Tree Sale Highlight: North America’s LARGEST Native Fruit!
by Carrie Brown, Engineering Technician
Our 2021 Seedling Tree Sale has finally arrived! Additional information on this year’s selection and details on ordering can be found on our website.
Join us weekly as we highlight this year’s available tree species.
Last week we introduced you to a tree that you were probably already familiar with, the Ohio Buckeye.
Today we will take a closer look at a tree that you may not know quite as well – the Pawpaw. Though growing in popularity, many people are shocked to discover that North America’s largest edible native fruit (and as of 2009, Ohio’s official native fruit) is a common understory tree that you’ve likely encountered in past outdoor adventures.
Interested in adding the pawpaw to your landscape? Let’s take a look at its growing requirements…and a few other tidbits that make this a pretty unique plant.
Pawpaws are a bit particular in terms of their growing requirements. To set them up for success, consider a site that has moist, deep, well-drained soils with a high amount of organic matter. In nature, pawpaws occupy the understory, often found growing in ravines, creek banks, and even steep hillsides.

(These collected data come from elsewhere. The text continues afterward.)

PR #3061, opened 2023-03-16
[Illusions] Fix bug where spells like Ignite Bones left npc size inco…

noudess:
The default for non-PC races left many npc mobs at the wrong size when illusion wears off.

The other constants in this function are not needed as the previous statement sets race to 0, which already fixes size so that a simple GetSize() works.


fryguy503 (approved):
lgtm! Thank you!

Kinglykrab (approved):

As seedlings, pawpaws prefer areas that offer abundant shade, so it is advised that bare root seedlings are immediately transplanted to a shady site. As they mature, trees are more tolerant of sunlight. In fact, trees in full sun are more likely to flower and fruit than trees planted in shady locations.
When grown in the open and without canopy competition, pawpaws may reach 25 feet tall and 15 feet wide as an individual tree. When grown as an understory plant, pawpaws are shrubby and can often form large colonies, spreading primarily by root suckers. These root suckers are clones of the parent plant. As such, it is possible that an entire pawpaw colony is composed of only one plant!
It should be noted, that in order for fruit to be produced, two individual trees grown from separate seed sources are required. Pawpaw colonies composed of just one individual lack the genetic diversity needed for successful pollination and the fruit set that follows. If fruit is desired, be sure to plant at least two trees.
Pawpaw fruit is coveted by many wildlife species! From deer and raccoon, to squirrels and black bear, this fall sweet treat is in high demand. As a result, if YOU wish to harvest fruit, you’ll have to beat the wildlife — be sure to closely monitor ripening fruit.
The tree itself isn’t often browsed, as the twigs, leaves, and bark contain natural insecticides, making it a relatively pest-free species. One notable exception is the zebra swallowtail butterfly whose caterpillars feed on pawpaw leaves and depend on it as a host plant.
Pawpaws produce beautiful, maroon flowers in the early spring, typically March-May depending on weather and location. Flowers rely on blowflies and carrion beetles for pollination and produce an odor similar to rotting meat in order to draw them in.
Because this odor is slight and the pollinators aren’t overly enthusiastic, many flowers go unpollinated and fruit set rates can be low. (Gardeners may consider hand pollinating flowers using a paint brush to expedite pollination and improve fruit yield.)
Flowers are soon followed by foliage that develops into large, shiny leaves that are spirally arranged on the twig. The fruit of pawpaw is large and yellowish-brown, containing multiple dark brown seeds and edible custard-like pulp. Fruit is typically mature and ready for harvest by September or October.
Within its plant family, Pawpaw is a bit of an odd ball! This species, along with others within the same genus (Asimina), are most closely related to species with tropical and subtropical origins. Perhaps you have heard of the fruit, soursop, or the aromatherapy essential oil, ylang-ylang? Both products come from tropical trees that are cousins to the pawpaw!